His work has a strong (if little understood) performative streak and what can best be described as joie de vivre. Much of his art is intensely physical, full of unplanned outbursts. The intensity within his work he sustained until the end.
Olsen’s art ranges from massive interior landscapes to reedy riverbeds, to the chaotic splendour of his own kitchen.
His work draws from real places, but they are not mere depictions. Having sketched and taken notes while deep in the Australian landscape, Olsen brought into his studio the spirit of place that imbued his huge canvases.
Olsen’s work deals with neither abstraction nor literal accuracy. One of his mantras was “memory is a powerful thing”. This applied to his own memories and what he termed “the collective dream of the interior”, as in the bush.
As with the cubism of Pablo Picasso and Georges Braque, where a two-dimensional painting created a multidimensional experience of looking at an object from many angles at once, Olsen believed a country as vast as Australia could not be experienced from a merely earthbound perspective. He would put himself above the landscape, and below, creating a simultaneous vision that enabled viewers to find themselves anywhere in the work.

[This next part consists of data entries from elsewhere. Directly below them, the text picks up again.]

PR #225, opened 2020-10-30
feat: add backport functionality to `e pr`

dsanders11:
This is built on top of #222. ~~I'll rebase once (if) that gets merged, so leaving as draft for now.~~

Borrows [some code from electron/clerk](https://github.com/electron/clerk/blob/20f4ef1cb723ba84a1a6f3c2e90dd9b51f1d2ee3/src/note-utils.ts#L7-L26). I didn't see an easy way to share that code so opted for copy-and-paste.

~~Not sure what the feasible upper-limit is for injecting the release notes in the URL. I tested with PR 25064 and it could handle that 12 word sentence. I think for practical purposes it's probably fine.~~

EDIT: Remembered that Vuetify uses the same functionality for their issues (you create it on a separate site and it redirects to the GitHub issue with it filled out). Just tested it with two paragraphs of 'lorem ipsum' and that worked fine, so the notes length isn't a concern.

### DIFF
--- a/src/e-pr.js
+++ b/src/e-pr.js
@@ -3,11 +3,55 @@
 const childProcess = require('child_process');
 const fs = require('fs');
 const path = require('path');
+const querystring = require('querystring');
 
+const got = require('got');
 const open = require('open');
 const program = require('commander');
 
 const evmConfig = require('./evm-config');
+const { color, fatal } = require('./utils/logging');
+
+// Adapted from https://github.com/electron/clerk
+function findNoteInPRBody(body) {
+  const onelineMatch = /(?:(?:\r?\n)|^)notes: (.+?)(?:(?:\r?\n)|$)/gi.exec(body);
+  const multilineMatch = /(?:(?:\r?\n)Notes:(?:\r?\n+)((?:\*.+(?:(?:\r?\n)|$))+))/gi.exec(body);
+
+  let notes = null;
+  if (onelineMatch && onelineMatch[1]) {
+    notes = onelineMatch[1];
+  } else if (multilineMatch && multilineMatch[1]) {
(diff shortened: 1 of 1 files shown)


dsanders11:
Rebased and ready for review.

dsanders11:
Rebased again.

src/e-pr.js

Despite their age difference, a friendship in Majorca with English poet, novelist and classical scholar Robert Graves in the 1950s set Olsen on an artistic path that lasted more than six decades. He never forgot the writer’s remark: “Olsen, you can paint pretty pictures all your life, but without metaphor you have nothing.”
Impressed by Olsen’s youthful exuberance, Graves admonished him that artistic growth must be matched by literary development. This resonated with Olsen when he left the island. Hence, when returning to live and paint in Australia, he embraced the work of William Yeats, Federico Garcia Lorca and Gerard Manley Hopkins. These fine poets Olsen avidly read until he died, aged 95 at home in the NSW southern highlands last month.
Given his status as one of the greatest Australian evocative painters, I’m baffled (as was Lord McAlpine) why, unlike other Antipodean moderns, Olsen has been overlooked by the Tate Gallery in London. This glaring omission surely should be remedied.
Olsen’s closest friend was Barry Humphries, who died in Sydney on April 22, aged 89.
Humphries told me if Olsen predeceased him, he hoped to deliver the eulogy at the funeral. Unfortunately, because Humphries was ill in hospital at that time, he could not.
John Olsen is survived by Tim Olsen; his daughter, artist and designer Louise Olsen; and four grandchildren.
As Tim Olsen rightly said of this wonderful Australian artist: “John Olsen carved the path, but he also stayed the course.”
Ross Fitzgerald is emeritus professor of history and politics at Griffith University. His most recent books, published by Hybrid, are a memoir, Fifty Years Sober: An Alcoholic’s Journey, and the co-authored Grafton Everest political satire The Lowest Depths, in which Russia’s odious president for life Vladimir Putrid is assassinated.